There was a concourse of people in one spot, surrounding some naval officers who were landing from a boat, and pressing about them with unusual interest. I said to Charley this would be one of the great Indiaman’s boats now, and we stopped to look.
The gentlemen came slowly up from the waterside, speaking good-humouredly to each other and to the people around and glancing about them as if they were glad to be in England again. “Charley, Charley,” said I, “come away!” And I hurried on so swiftly that my little maid was surprised.
It was not until we were shut up in our cabin-room and I had had time to take breath that I began to think why I had made such haste. In one of the sunburnt faces I had recognized Mr. Allan Woodcourt, and I had been afraid of his recognizing me. I had been unwilling that he should see my altered looks. I had been taken by surprise, and my courage had quite failed me.
But I knew this would not do, and I now said to myself, “My dear, there is no reason—there is and there can be no reason at all—why it should be worse for you now than it ever has been. What you were last month, you are to-day; you are no worse, you are no better. This is not your resolution; call it up, Esther, call it up!” I was in a great tremble—with running—and at first was quite unable to calm myself; but I got better, and I was very glad to know it.
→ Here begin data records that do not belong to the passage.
PR #498, opened 2026-06-15
[codex] fix Linux XDG documents directory

RockingSisyphus:
## Summary

- add a Linux XDG-aware documents directory resolver for main-process document path lookups
- patch the projectless workspace bundle so generated Codex folders use `$XDG_DOCUMENTS_DIR/Codex` instead of hardcoded `$HOME/Documents/Codex`
- add regression coverage for XDG parsing, projectless bundle patching, and escaped `user-dirs.dirs` values

## Root Cause

Projectless threads ultimately create their generated workspace through a shared `.vite/build/src-*.js` bundle. That bundle hardcoded `path.join(homeDirectory, `Documents`, `Codex`)`, so localized Linux desktops created an extra English `~/Documents` directory even when `~/.config/user-dirs.dirs` points documents to `~/文档`, `~/Dokumente`, etc.

## Validation

- `node scripts/patch-linux-window-ui.test.js`
- rebuilt and installed a local Debian package with `make install-native`
- verified the installed patch report contains `linux-xdg-documents-dir` and `linux-projectless-xdg-documents-dir`

### DIFF
--- a/scripts/patches/core/all-linux/extracted-app/projectless-xdg-documents/patch.js
+++ b/scripts/patches/core/all-linux/extracted-app/projectless-xdg-documents/patch.js
@@ -1,0 +1,19 @@
+"use strict";
+
+const { patchProjectlessDocumentsAssets } = require("../../../../projectless-documents.js");
+
+module.exports = {
+  id: "linux-projectless-xdg-documents-dir",
+  phase: "extracted-app",
+  order: 245,
+  ciPolicy: "optional",
+  apply: patchProjectlessDocumentsAssets,
+  status: (result, warnings) => ({
+    status: result?.changed
+      ? "applied"
+      : result?.matched
+        ? "already-applied"
+        : "skipped-optional",
+    reason: result?.reason ?? warnings[0] ?? null,
+  }),
+};
--- a/scripts/patches/core/all-linux/extracted-app/projectless-xdg-documents/patch.js
+++ b/scripts/patches/core/all-linux/extracted-app/projectless-xdg-documents/patch.js
@@ -11,9 +11,11 @@ module.exports = {
   status: (result, warnings) => ({
     status: result?.changed
       ? "applied"
-      : result?.matched
-        ? "already-applied"
-        : "skipped-optional",
+      : warnings.length > 0
+        ? "skipped-optional"
+        : result?.matched
+          ? "already-applied"
+          : "skipped-optional",
     reason: result?.reason ?? warnings[0] ?? null,
   }),
 };
--- a/scripts/patches/projectless-documents.js
+++ b/scripts/patches/projectless-documents.js
@@ -1,0 +1,96 @@
+"use strict";
+
+const fs = require("node:fs");
+const path = require("node:path");
+
+const {
+  readDirectoryNames,
+} = require("./shared.js");
+
+const PROJECTLESS_DOCUMENTS_MARKER = "function codexLinuxProjectlessDocumentsDir(";
+
+function xdgDocumentsHelperSource() {
+  return [
+    "function codexLinuxProjectlessDocumentsDir({homeDirectory:e,path:t}){try{",
+    "if(process.platform!==`linux`)return t.join(e,`Documents`,`Codex`);",
+    "let n=process.env.XDG_CONFIG_HOME?.trim(),r=n&&t.isAbsolute(n)?t.join(n,`user-dirs.dirs`):t.join(e,`.config`,`user-dirs.dirs`);",
+    "if(!require(`node:fs`).existsSync(r))return t.join(e,`Documents`,`Codex`);",
+    "let i=require(`node:fs`).readFileSync(r,`utf8`).match(/^XDG_DOCUMENTS_DIR=([\"'])(.*)\\1/m);",
+    "if(i==null)return t.join(e,`Documents`,`Codex`);",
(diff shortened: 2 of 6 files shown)


ilysenko:
Thinking out loud here: the XDG Documents change looks useful, and the patch applies cleanly against the current bundle.

The one thing I would like to avoid is hiding future drift in the patch report. Right now `linux-projectless-xdg-documents-dir` can report `already-applied` when it matched a candidate bundle and made no changes, even if the helper emitted a warning because the resolver shape drifted. That makes it harder for us to notice when the optional patch stopped applying correctly.

Could you adjust the status logic so warnings are surfaced as `skipped-optional` or otherwise distinguish "already patched" from "matched but not patched"? After that, please mark the PR ready when you want it reviewed for merge.

RockingSisyphus:
Thanks, that makes sense. I updated `linux-projectless-xdg-documents-dir` so warnings take precedence over the matched/no-change path: if the candidate bundle is matched but the resolver shape drifts and emits a warning, the report now records `skipped-optional` instead of `already-applied`.

I also added a regression test with a deliberately drifted projectless resolver shape to assert that the patch report surfaces the warning as `skipped-optional`.

Validation: `node scripts/patch-linux-window-ui.test.js` passes with 268 tests.

scripts/patches/core/all-linux/extracted-app/projectless-xdg-documents/patch.js
```diff
@@ -0,0 +1,21 @@
...
+const { patchProjectlessDocumentsAssets } = require("../../../../projectless-documents.js");
+
+module.exports = {
+  id: "linux-projectless-xdg-documents-dir",
+  phase: "extracted-app",
+  order: 245,
+  ciPolicy: "optional",
+  apply: patchProjectlessDocumentsAssets,
+  status: (result, warnings) => ({
+    status: result?.changed
```
avifenesh, line 12: *This is an auto review done by [revuto](https://github.com/avifenesh/revuto).*

---

This `status` resolver has a hole when the bundle is found but the resolver shape has drifted.

In that case `patchProjectlessDocumentsAssets` returns `{matched: 1, changed: 0}` and `applyLinuxProjectlessXdgDocumentsDirPatch` emits the drift warning ("Could not find projectless documents directory resolver"). But here the branch order is:

```
result?.changed ? "applied"
: warnings.length > 0 ? "skipped-optional"
: result?.matched ? "already-applied"
: "skipped-optional"
```

That ordering is correct for the drift case (warnings take precedence over `matched` → `skipped-optional`), which matches the test `projectless documents descriptor surfaces resolver drift as skipped optional`.

However, note the inverse: when the patch is genuinely already applied on a re-run, `applyLinuxProjectlessXdgDocumentsDirPatch` returns early via the `PROJECTLESS_DOCUMENTS_MARKER` check with NO warning, so `matched:1, changed:0, warnings:[]` → `already-applied`. Good.

The real gap: `findProjectlessBundles` treats a bundle as a candidate if it contains the marker OR the (`Documents`,`Codex` + `Projectless thread directory`) heuristic. If the upstream resolver drifts such that it still contains both heuristic substrings but no longer matches `resolverRegex`, every candidate yields `changed:0` and emits a warning per file. `matched` is the candidate count, so the resolver returns `skipped-optional` — correct. But because `ciPolicy: "optional"`, this silent demotion of a real bundle-drift to optional means upstream changes to the projectless workspace path will never fail CI. Confirm this is intended: the analogous main-process resolver is also `optional`, so a drift that breaks localized-documents behavior on both paths is invisible in required-CI. Consider `required-upstream` if this is meant to be load-bearing.

scripts/patches/projectless-documents.js
```diff
@@ -0,0 +1,96 @@
...
+
+const PROJECTLESS_DOCUMENTS_MARKER = "function codexLinuxProjectlessDocumentsDir(";
+
+function xdgDocumentsHelperSource() {
+  return [
+    "function codexLinuxProjectlessDocumentsDir({homeDirectory:e,path:t}){try{",
+    "if(process.platform!==`linux`)return t.join(e,`Documents`,`Codex`);",
+    "let n=process.env.XDG_CONFIG_HOME?.trim(),r=n&&t.isAbsolute(n)?t.join(n,`user-dirs.dirs`):t.join(e,`.config`,`user-dirs.dirs`);",
+    "if(!require(`node:fs`).existsSync(r))return t.join(e,`Documents`,`Codex`);",
+    "let i=require(`node:fs`).readFileSync(r,`utf8`).match(/^XDG_DOCUMENTS_DIR=([\"'])(.*)\\1/m);",
```
avifenesh, line 18: *This is an auto review done by [revuto](https://github.com/avifenesh/revuto).*

---

The `XDG_DOCUMENTS_DIR` value parsing uses `i[2].replace(/\\(.)/g, "$1")` to unescape, and the regex `/^XDG_DOCUMENTS_DIR=(["'])(.*)\1/m` greedily captures to the last matching quote on the line. For a well-formed `user-dirs.dirs` this is fine, but `.*` is greedy and will over-capture if the line contains a trailing quote later (e.g. an inline comment with a quote). Low risk given the file format, but worth confirming `user-dirs.dirs` never has trailing content after the closing quote on the documents line.

avifenesh (commented):

---

Review of the XDG documents directory patch. One correctness concern on the projectless descriptor's `status` resolver where `matched`-but-`changed:0` with a drift warning is mishandled, plus a verification note on the main-process resolver regex. Detail inline.

ilysenko (approved):
Reviewed current head 1ef2a97741b9ef59f9aa6fe45411e1da0c44fef8. No blockers found; CI and local focused patcher tests passed.

RockingSisyphus:
I tightened the `XDG_DOCUMENTS_DIR` parsing so the quoted path stops at the closing quote and only allows trailing whitespace or a `#` comment. This avoids over-capturing when a trailing comment contains another quote, and I applied the same parser to both documents helpers.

The party came to the hotel. I heard them speaking on the staircase. I was sure it was the same gentlemen because I knew their voices again—I mean I knew Mr. Woodcourt’s. It would still have been a great relief to me to have gone away without making myself known, but I was determined not to do so. “No, my dear, no. No, no, no!”
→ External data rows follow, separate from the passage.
PR #504, opened 2026-06-17
[codex] Fix avatar overlay patch drift

ramazangur:
## Summary

Fixes required Linux avatar overlay ASAR patch drift caused by the current upstream DMG bundle shape.

## Root cause

The avatar overlay patch still depended on exact minified needles for `startDrag`, `endDrag`, `applyLayout`, and `showWindow`. The current upstream bundle changed those method bodies: drag state moved to a class-style object, drag/end handlers accept pointer event data, `applyLayout` has additional parameters, and `showWindow` now groups presentation completion with open-state broadcasting. Those valid upstream changes made the required `linux-avatar-overlay-mouse-passthrough` descriptor report warnings, which then made `main-process-ui` fail under `--enforce-critical` and blocked `bootstrap-native`.

## What changed

- Switched the avatar overlay patcher to method-scoped matching for the drifted methods instead of brittle exact cross-method needles.
- Scoped avatar method lookups to the `/avatar-overlay` region so unrelated earlier methods in the main bundle cannot be patched silently.
- Kept the Linux pointer interactivity, layout sync, compositor hint, and drag cleanup injections idempotent.
- Updated the current avatar overlay fixture to cover the new upstream method shapes and assert zero avatar drift warnings.
- Added a regression test for an unrelated earlier class with matching method names.

## Source of truth

- `scripts/patches/avatar-overlay.js`

## Validation

- `git diff --check`
- `node --test scripts/patch-linux-window-ui.test.js` (`269/269` passing)
- Fresh cached `Codex.dmg` ASAR extract with `node scripts/patch-linux-window-ui.js --enforce-critical --report-json ...` reports no critical failures; `linux-avatar-overlay-mouse-passthrough` and `main-process-ui` both apply.

## Notes

The enforced DMG run still reports pre-existing optional drift warnings for Browser Use `node_repl`, app-server backfill wait, and external Browser Use availability. They are not critical blockers for this fix.

### DIFF
--- a/scripts/patches/avatar-overlay.js
+++ b/scripts/patches/avatar-overlay.js
@@ -24,15 +24,15 @@ function findAvatarMethod(source, signatureRegex) {
   };
 }
 
-function findAvatarMethodAfter(source, signatureRegex, startIndex) {
-  const match = source.slice(startIndex).match(signatureRegex);
+function findAvatarMethodAfter(source, signatureRegex, startIndex, endIndex = source.length) {
+  const match = source.slice(startIndex, endIndex).match(signatureRegex);
   if (match == null) {
     return null;
   }
   const absoluteIndex = startIndex + match.index;
   const openIndex = absoluteIndex + match[0].length - 1;
   const closeIndex = findMatchingBrace(source, openIndex);
-  if (closeIndex === -1) {
+  if (closeIndex === -1 || closeIndex + 1 > endIndex) {
     return null;
   }
   return {
@@ -52,8 +52,38 @@ function avatarOverlayRegionStart(source) {
   return stateMessageIndex === -1 ? 0 : stateMessageIndex;
 }
 
+function findAvatarOverlayClass(source) {
+  const classRegex = /class(?:\s+[A-Za-z_$][\w$]*)?(?:\s+extends\s+[A-Za-z_$][\w$.]*)?\{/g;
+  classRegex.lastIndex = avatarOverlayRegionStart(source);
+  let match;
+  while ((match = classRegex.exec(source)) != null) {
+    const openIndex = match.index + match[0].length - 1;
+    const closeIndex = findMatchingBrace(source, openIndex);
+    if (closeIndex === -1) {
+      return null;
+    }
+    const text = source.slice(match.index, closeIndex + 1);
+    if (
+      text.includes("appearance:`avatarOverlay`") ||
+      text.includes("avatar-overlay-open-state-changed")
+    ) {
+      return {
+        start: match.index,
+        end: closeIndex + 1,
+        text,
+      };
+    }
+    classRegex.lastIndex = closeIndex + 1;
+  }
+  return null;
+}
+
 function findAvatarOverlayMethod(source, signatureRegex) {
-  return findAvatarMethodAfter(source, signatureRegex, avatarOverlayRegionStart(source));
+  const overlayClass = findAvatarOverlayClass(source);
+  if (overlayClass == null) {
+    return null;
+  }
+  return findAvatarMethodAfter(source, signatureRegex, overlayClass.start, overlayClass.end);
 }
 
 function replaceAvatarMethod(source, signatureRegex, replacement) {
--- a/scripts/patches/avatar-overlay.js
+++ b/scripts/patches/avatar-overlay.js
@@ -24,8 +24,47 @@ function findAvatarMethod(source, signatureRegex) {
   };
 }
 
+function findAvatarMethodAfter(source, signatureRegex, startIndex) {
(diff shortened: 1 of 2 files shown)


avifenesh (commented):

---

Reviewed the avatar-overlay patch drift fix. The switch from cross-method exact needles to method-scoped matching (`findAvatarMethod` + `replaceAvatarMethodText`) is sound: each method (startDrag, endDrag, applyLayout, showWindow) is located by signature, the matching brace is found via `findMatchingBrace`, and the injection is idempotent (each branch first checks for the already-applied marker). The `replaceAvatarMethodText` helper mirrors the existing `replaceAvatarMethod` and operates on a single bounded method slice, so there is no risk of a `string.replace()` hitting the wrong occurrence (P1) — the `.replace()` calls run on `method.text`, which is scoped to one method body.

One item worth confirming (not blocking):

- `findAvatarMethod` uses `source.match(signatureRegex)` which returns the *first* match in the whole bundle. For `startDrag\([^)]*\)\{` and `showWindow\(([A-Za-z_$][\w$]*)\)\{`, verify these signatures are unique across the bundle so the first match is always the avatar overlay method. The `applyLayout` regex already guards against member-access via `(?<![\w$.])`, but `startDrag`/`endDrag`/`showWindow` have no such guard. If any other class defines a same-named method earlier in the bundle, the wrong method would be patched silently. The fixture covers the avatar class in isolation, so the test passing does not prove uniqueness in the real DMG.

No correctness defect with citable evidence beyond that; the descriptor ciPolicy handling and warning behavior are unchanged by this diff.

avifenesh (commented):

---

Reviewed the avatar overlay patch drift fix. The migration from cross-method exact needles to method-scoped matching (`findAvatarOverlayMethod`) is sound, and scoping lookups to the `/avatar-overlay` region addresses the P3/P1-adjacent risk of patching unrelated earlier methods. One concern below worth confirming about the region-scoping anchor.

scripts/patches/avatar-overlay.js
```diff
@@ -148,46 +187,57 @@ function applyLinuxAvatarOverlayMousePassthroughPatch(currentSource) {
...
-  const startDragPatch =
-    `displayBounds:${electronVar}.screen.getDisplayNearestPoint(${electronVar}.screen.getCursorScreenPoint()).bounds},process.platform===\`linux\`&&(this.pointerInteractive=!0,this.applyPointerInteractivityPolicy())}moveDrag(e){`;
-  const startDragRegex =
-    /displayBounds:([A-Za-z_$][\w$]*)\.screen\.getDisplayNearestPoint\(\1\.screen\.getCursorScreenPoint\(\)\)\.bounds\}\}moveDrag\(e\)\{/;
-  const currentStartDragPatchRegex =
-    /displayBounds:([A-Za-z_$][\w$]*)\.screen\.getDisplayNearestPoint\(\1\.screen\.getCursorScreenPoint\(\)\)\.bounds\},process\.platform===`linux`&&\(this\.pointerInteractive=!0,this\.applyPointerInteractivityPolicy\(\)\)\}moveDrag\(e\)\{/;
-  if (currentStartDragPatchRegex.test(patchedSource)) {
+  const startDragMethod = findAvatarOverlayMethod(
+    patchedSource,
+    /startDrag\([^)]*\)\{/,
```
avifenesh, line 222: *This is an auto review done by [revuto](https://github.com/avifenesh/revuto).*

---

`findAvatarOverlayMethod` scopes matching to the first occurrence of `` `/avatar-overlay` `` (the `rV` route literal), which in the current bundle sits before the `fV` overlay class. But the new `h2` drag-state helper class is also defined after that anchor and contains a `recordMovementIntent`/`getCursorPointForSource` body — not `startDrag`/`endDrag`. That's fine here. The real fragility: the region anchor only marks the *start*; there is no end bound. If a future upstream bundle places an unrelated class with a `startDrag`/`endDrag`/`showWindow`/`applyLayout` method *after* the `` `/avatar-overlay` `` literal but *before* the `fV` overlay class (e.g. the `h2`-style helpers gaining such a method, or reordering), `findAvatarMethodAfter` will match that earlier method instead of the overlay's. The added regression test only covers an unrelated class placed *before* the anchor. Consider anchoring to the overlay class body start (e.g. the `fV=class{...compositionHost` signature) rather than the route literal, or asserting the matched method falls within the overlay class braces, to avoid silent mis-patching on the next drift.

ilysenko (approved):
Reviewed the current head after the matcher tightening. The avatar overlay method lookup is now bounded to the overlay class body, and the added regression covers an unrelated class after the /avatar-overlay anchor. Local patcher tests and all GitHub checks are green.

I untied my bonnet and put my veil half up—I think I mean half down, but it matters very little—and wrote on one of my cards that I happened to be there with Mr. Richard Carstone, and I sent it in to Mr. Woodcourt. He came immediately. I told him I was rejoiced to be by chance among the first to welcome him home to England. And I saw that he was very sorry for me.
“You have been in shipwreck and peril since you left us, Mr. Woodcourt,” said I, “but we can hardly call that a misfortune which enabled you to be so useful and so brave. We read of it with the truest interest. It first came to my knowledge through your old patient, poor Miss Flite, when I was recovering from my severe illness.”
“Ah! Little Miss Flite!” he said. “She lives the same life yet?”
“Just the same.”
I was so comfortable with myself now as not to mind the veil and to be able to put it aside.
“Her gratitude to you, Mr. Woodcourt, is delightful. She is a most affectionate creature, as I have reason to say.”
“You—you have found her so?” he returned. “I—I am glad of that.” He was so very sorry for me that he could scarcely speak.